Let’s do a video on the idea of an iterative approach,
Is it through the video to understand the general, let’s analyze the video.
Iteratively implemented merge sort combines small sets into large sets with sizes of 1,2,4,8,….. . Iterate in sequence, as shown in the figure below
Let’s say I have a small set of size 1. The two small sets are [3] and [1] respectively. Then we merge [3] and [1] into a temporary array according to the rules of merge (see the first video), so small is better, so sort is achieved, and then copy the elements of the temporary array into the original array. A merge is implemented.
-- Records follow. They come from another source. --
PR #1197, opened 2024-05-21
Drop Shadow Adjustments

zaccie:
Adding support for x,y axis on dropshadow and adjusting the values to be less bad
and renamed the constants to actually make sense

dropshadow

### DIFF
--- a/src/ui/text.ts
+++ b/src/ui/text.ts
@@ -86,8 +86,8 @@ export function addTextInputObject(scene: Phaser.Scene, x: number, y: number, wi
 function getTextStyleOptions(style: TextStyle, uiTheme: UiTheme, extraStyleOptions?: Phaser.Types.GameObjects.Text.TextStyle): [ Phaser.Types.GameObjects.Text.TextStyle | InputText.IConfig, string, integer ] {
   const lang = i18next.language;
   let shadowColor: string;
-  let shadowXpos = 3;
-  let shadowYpos = 4;
+  let shadowXpos = 4;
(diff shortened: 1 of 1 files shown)


bennybroseph:
I'm not convinced a blanket 3, 4 value for distance is correct. The defaults for each text style wasn't 6, 6 nor 4, 4. Some were closer than that. I'd need a unique value for each style and an accompanying screenshot for what the new text looks like vs. the old one.

zaccie:
> I'm not convinced a blanket 3, 4 value for distance is correct. The defaults for each text style wasn't 6, 6 nor 4, 4. Some were closer than that. I'd need a unique value for each style and an accompanying screenshot for what the new text looks like vs. the old one.

Sure, the others were close enough I assumed it'd translate over well enough but I'll modify values for those specifics and compile some before/after images

zaccie:
left old right new
any other examples (like moveinfo content) is the same as on main
RegularText
TooltipContent

zaccie:
I haven't entirely convinced myself it's a meaningful change to be honest, but maybe others think its a much bigger improvement than I can see

bennybroseph (approved):

TempsRay:
Some are a lot worse now.
Before:

After:

zaccie:
> Some are a lot worse now. Before:  After: 

I didn't increase any numbers so this seems odd but I'll take a look and try fix it

zaccie:
Made some changes to fix above here: https://github.com/pagefaultgames/pokerogue/pull/1220

PR #1201, opened 2024-05-21
Overrides - Gender, Xp multiplier and arena tint (day & night) overrides

Greenlamp2:
i needed these overrides to test shiny sprites.
For example:

- override player pokemon: Genderless
- override opponent pokemon: Genderless
- override arena tint: Day

image


src/overrides.ts
```diff
@@ -57,6 +60,7 @@ export const STARTING_LEVEL_OVERRIDE: integer = 0;
 export const STARTER_SPECIES_OVERRIDE: Species | integer = 0;
 export const ABILITY_OVERRIDE: Abilities = Abilities.NONE;
 export const PASSIVE_ABILITY_OVERRIDE: Abilities = Abilities.NONE;
+export const GENDER_OVERRIDE: Gender = 0;
```
TempsRay, line 63: Hmm. 0 is specifically Gender.MALE so this will always override the player pokemon's gender to being male

src/field/arena.ts
```diff
@@ -442,7 +442,27 @@ export class Arena {
     }
   }
 
+  overrideTint(): [integer, integer, integer] {
+    if (!Overrides.ARENA_TINT_OVERRIDE) return;
+    let ret;
```
TempsRay, line 447: nit: instead of defining `ret` and then returning it, can't you just do a return in each of the `case` statements?

src/field/arena.ts
```diff
@@ -442,7 +442,27 @@ export class Arena {
...
+    switch(Overrides.ARENA_TINT_OVERRIDE) {
+      case TimeOfDay.DUSK:
+        ret = [ 98, 48, 73 ].map(c => Math.round((c + 128) / 2)) as [integer, integer, integer];
```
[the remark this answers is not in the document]
Greenlamp2: it's also hardcoded in the code, and i thought refactoring this would be too much to just this override
image

src/field/arena.ts
Greenlamp2: indeed

src/overrides.ts
Greenlamp2: indeed, it seems it's not following PlayerGender, let me fix that, good catch, thanks !
image
image

TempsRay (approved):
Yeah the hardcoding of tints is a bit weird, but it's not as easy to just straight up grab from existing code. Maybe for some future cleanup

src/overrides.ts
bennybroseph, line 1: Need some comments for how to use these new overrides.

src/field/arena.ts
```diff
@@ -455,7 +455,29 @@ export class Arena {
     }
   }
 
+  overrideTint(): [integer, integer, integer] {
+    if (!Overrides.ARENA_TINT_OVERRIDE) {
```
molker, line 459: is there a reason that's being checked here and before calling the function?

Greenlamp2: indeed, it's not needed since we enter in this method only if the overrides value is not null

molker (approved):

bennybroseph (approved):

PR #685, opened 2024-05-09
Menu - Gamepad menu (v1.0 Default gamepad selection)

Greenlamp2:
First iteration of the gamepad menu, for now, there is only the 2 "old" gamepad related entry + the new default gamepad selection.

I don't know if you prefer multiple small working PR with features added in this menu or if you want a big PR with all the gamepad related feature i'd like to implement:
- Gamepad selection
- Gamepad rebinding
- Activate/Deactivate turbo (holding a button to repeat the input)
- [... will maybe have more idea later ...]

[screen-capture (1).webm](https://github.com/pagefaultgames/pokerogue/assets/44787002/a193030f-c798-42da-9e42-b7a392322f57)

PR #1205, opened 2024-05-21
Menu - Controls Rebind - Gamepad & Keyboard

Greenlamp2:
Original PR: #685

# What are the changes?
This PR aims to enable players to rebind their gamepad buttons and keyboard keys.

# What are the "features"?
- Display the relevant action buttons in the menu according to the controls being used (buttons for gamepads and keys for keyboards).
- A new tab: Gamepad, where we can rebind the gamepad buttons.
- A new tab: Keyboard, where we can rebind the keyboard keys.
- For keyboards, we can have two sets of bindings per action: the main and the alternate one.
- In the Gamepad tab, we can select which connected controller to use and assign bindings to that specific controller.
- When we choose to change a binding for an action, a small window opens and prompts the user to press a button or key. This window auto-closes after 5 seconds if no input is detected.
- For a gamepad, when we choose a binding that is already assigned, it will ask for confirmation to swap the two buttons.
- For the keyboard, when we choose a binding that is already assigned, it will remove this binding from the previous action and assign it to the new one.
- There are some protected bindings that we can't change since they are important:
- For gamepads: D-pad buttons
- For keyboards: Arrows, Esc, Enter, Del, Home, Space
- These are displayed in gray (vs. yellow) and don't have a text saying: "Press action to assign".
- The bindings are persistent on refresh.
- On keyboard only, you can delete a selected binding with the Delete button.
- You can reset all the bindings you've done with the Home button.
- Prevent the deletion of the last binding for an action.
-Display the extended touch button (like on the starter selection screen) on the menu since you need two more buttons to navigate there.

# Screenshots
### Gamepad:
chrome_Fx9MhdXiPq

chrome_0gdqILUuOz

chrome_qHoXq6h4ZP

Playstation controller:
chrome_AxHqqe94OK

### Keyboard:
chrome_N7w97lKskq

chrome_qRvRQk9i1J

chrome_mW3xYw57r6

chrome_m4Ra3Sw21K

## How to test the changes?
You can test them on my test instance:
https://pokerogue.greenlamp.ovh/

### DIFF
--- a/src/data/pokemon-forms.ts
+++ b/src/data/pokemon-forms.ts
@@ -689,10 +689,10 @@ export const pokemonFormChanges: PokemonFormChanges = {
     new SpeciesFormChange(Species.DURALUDON, "", SpeciesFormKey.GIGANTAMAX, new SpeciesFormChangeItemTrigger(FormChangeItem.MAX_MUSHROOMS))
   ],
   [Species.ZACIAN]: [
-    new SpeciesFormChange(Species.ZACIAN, "hero", "crowned", new SpeciesFormChangeItemTrigger(FormChangeItem.RUSTED_SWORD))
+    new SpeciesFormChange(Species.ZACIAN, "hero-of-many-battles", "crowned", new SpeciesFormChangeItemTrigger(FormChangeItem.RUSTED_SWORD))
   ],
   [Species.ZAMAZENTA]: [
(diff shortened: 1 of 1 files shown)


Greenlamp2:
Todo:
- put back the "save the chosen controller"

PR #2568, opened 2024-06-24
[Bug] Fix noice eiscue crashing on arena reset

torranx:
## What are the changes?
- fixes crash caused by noice eiscue on arena reset
- unit test did not catch this because the error came from the pokemon's cry 

- when the arena resets, the game loads the noice form audio file (875-no-ice.m4a) instead of the 875.m4a
- my best guess is that the game loads the audio first before the `pokemon.formIndex = 0` was called, hence why it cant find the audio and the game crashes

## What did change?
- change manually setting `pokemon.formIndex = 0` to `triggerPokemonFormChange()`

### Screenshots/Videos

https://github.com/pagefaultgames/pokerogue/assets/68144167/d55f0c16-57d8-4f46-9bb6-ed6ecc3f3f19

## How to test the changes?
- use noice eiscue on wave 4, play to wave 5

## Checklist
- [ ] Are the changes visual?

### DIFF
--- a/src/battle-scene.ts
+++ b/src/battle-scene.ts
@@ -37,7 +37,7 @@ import UIPlugin from "phaser3-rex-plugins/templates/ui/ui-plugin";
 import { addUiThemeOverrides } from "./ui/ui-theme";
 import PokemonData from "./system/pokemon-data";
 import { Nature } from "./data/nature";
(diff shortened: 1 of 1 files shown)


Tempo-anon (approved):
Can you update your PR desc to have more details? Why was setting the formIndex manually causing the crash? How does using triggerPokemonFormChange prevent the crash?

PR #2576, opened 2024-06-24
[QoL] Allow swapping keyboard bindings

### LINKED ISSUE #2511: [BUG] No warning when rebinding keyboard keys that are already in use
**Describe the bug**

When binding a function to a key that's already in use, the Gamepad settings will warn you that "[Button1] will swap with [Button2]" and ask you to "Confirm swap". If you do, the two buttons trade places.

When doing the same thing in the Keyboard menu, you receive no warning up front and instead of swapping, the key is just silently removed from the old function, leaving it unbound. This can obviously lead to real problems with accidentally unbinding keys.

**To Reproduce**

1. Go into Game Settings
2. Change a function in the Gamepad menu to another key that's already in use
3. Repeat in the Keyboard menu

**Expected behavior**

The game warns you when you're about to change a bind in a way that affects other existing binds.

**Screenshots / Videos**

image
Gamepad menu

image
Keyboard menu

**Device**

Chrome on PC.

**Additional context**

I assume the "Delete" prompt is for unbinding a function entirely, but pressing Del on my keyboard doesn't seem to do anything.

EmberCM:
## What are the changes?
Allow users to swap keyboard bindings instead of just removing the old one without warning

Fixes #2511 

## What did change?
The keyboard keybind change screen now shows what you're changing from and to.

### Screenshots/Videos
Before vs After
before
new

## How to test the changes?
1. Go to Game Settings > Keyboard
2. Setting Up (Alt) to S will set it to S and change Down (Alt) to W, swapping the keybinds

## Checklist
- [x] Are the changes visual?

tests

### DIFF
--- a/src/configs/inputs/configHandler.ts
+++ b/src/configs/inputs/configHandler.ts
@@ -118,17 +118,25 @@ export function assign(config, settingNameTarget, keycode): boolean {
   if (!canIAssignThisKey(config, getKeyWithKeycode(config, keycode)) || !canIOverrideThisSetting(config, settingNameTarget)) {
     return false;
   }
+
+  // Check if the new key pressed already exists for a keybind
   const previousSettingName = getSettingNameWithKeycode(config, keycode);
-  // if it was already bound, we delete the bind
-  if (previousSettingName) {
-    const previousKey = getKeyWithSettingName(config, previousSettingName);
-    config.custom[previousKey] = -1;
-  }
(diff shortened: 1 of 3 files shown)


Greenlamp2:
Unfortunately, this is not that easy. this was how i did first but there was too many unknown issue with it, as you could have guess with commented code you uncommented to do this PR.
I chose to do it that way, so i don't want to revert it to this, thanks though for your work.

The merging continues below [4],[6]. The specific steps are the same. After all the small collections are merged, the size of the small collection becomes 2. Continue with the previous steps, as shown in the figure below.
At this time, the size of the subset is 2, then is [2,5],[1,3] continue to merge into the temporary array according to the above rules to complete the sorting. This is how the iterative method works,
Let’s go straight to the code.
Note: Recursive and iterative merge functions have the same code.
class Solution {
public int[] sortArray (int[] nums) {
// represents subset size, 1,2,4,8,16.....
int k = 1;
int len = nums.length;
while (k < len) {
mergePass(nums,k,len);
k *= 2;
}
return nums;
}
public void mergePass (int[] array, int k, int len) {
int i;
for (i = 0; i < len-2*k; i += 2*k) {
/ / merge
merge(array,i,i+k-1,i+2*k-1);
}
// merge the last two sequences
if (i + k < len) {
merge(array,i,i+k-1,len-1); }}public void merge (int[] arr,int left, int mid, int right) {
// First, define a new temporary array
int[] temparr = new int[right -left + 1];
int temp1 = left, temp2 = mid + 1;
int index = 0;
// For the second step, compare the values pointed to by each pointer, and store the smaller values into the larger set
while (temp1 <= mid && temp2 <= right) {
if (arr[temp1] <= arr[temp2]) {
temparr[index++] = arr[temp1++];
} else{ temparr[index++] = arr[temp2++]; }}// For the third step, the remaining elements of a small set are stored in the large set
if (temp1 <= mid) System.arraycopy(arr, temp1, temparr, index, mid - temp1 + 1);
if (temp2 <= right) System.arraycopy(arr, temp2, temparr, index, right -temp2 + 1);
// Copy the elements of the large collection back to the original array
System.arraycopy(temparr,0,arr,0+left,right-left+1); }}Copy the codeIn addition, I will update you later on the topic that you can use the sorting algorithm to kill in seconds. If you need it now, you can go to my warehouse.
There are many other animation solutions in it, you are welcome to read.